Hello,
I am embarking on a data cleaning project in one of our applications, and one of the fields I want to use in analysis for this dashboard is "Business Contact". The field in our application is open text, and we generally ask people to enter either an internal mailing list (e.g., *MailingList) or their single-sign-on ID (e.g., AB12345). Of course, not everybody follows directions so we will sometimes get just someone's name (e.g., John Smith).
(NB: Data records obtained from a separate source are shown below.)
PR #697, opened 2015-04-02
Use pry-byebug instead of pry-nav

takiy33:
I think it is better to use pry-byebug beceause shoulda-matcher require Ruby 2.0 or higher.
See also [pry-nav](https://github.com/nixme/pry-nav)

Thank you.


mcmire:
Yup, good idea.

mcmire:
Thanks! Merged as 05a11ae90c9159256f1c1b7c57eb77c232a0fb44.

What I would like to do is pull this text into two columns and disect the strings, so today I might have:
ItemID | Contact |
1 | AB12345 |
2 | *MailingListOne |
3 | *MailingListTwo, BC12345 |
4 | CD12345, DE12345 or *MailingListThree |
5 | John Smith |
and I want to turn this into something like this:
ItemID | Contact | ContactType |
1 | AB12345 | Single-Sign-On |
2 | *MailingListOne | Mailing List |
3 | *MailingListTwo | Mailing List |
3 | BC12345 | Single-Sign-On |
4 | CD12345 | Single-Sign-On |
4 | DE12345 | Single-Sign-On |
4 | *MailingListThree | Mailing List |
5 | John Smith | Other |
I'm facing two challenges...
First, there is no common delimiter. There might be a comma, a semi-colon, etc. Can I simply pull out any string of characters that starts with an asterisk or contains two letters followed by five numbers?
Second, once I isolate these via substring, how can I shape logic of the third column that recognizes two letters and 5 numbers as "Single Sign On"?
Thanks for any help or suggestions you can provide!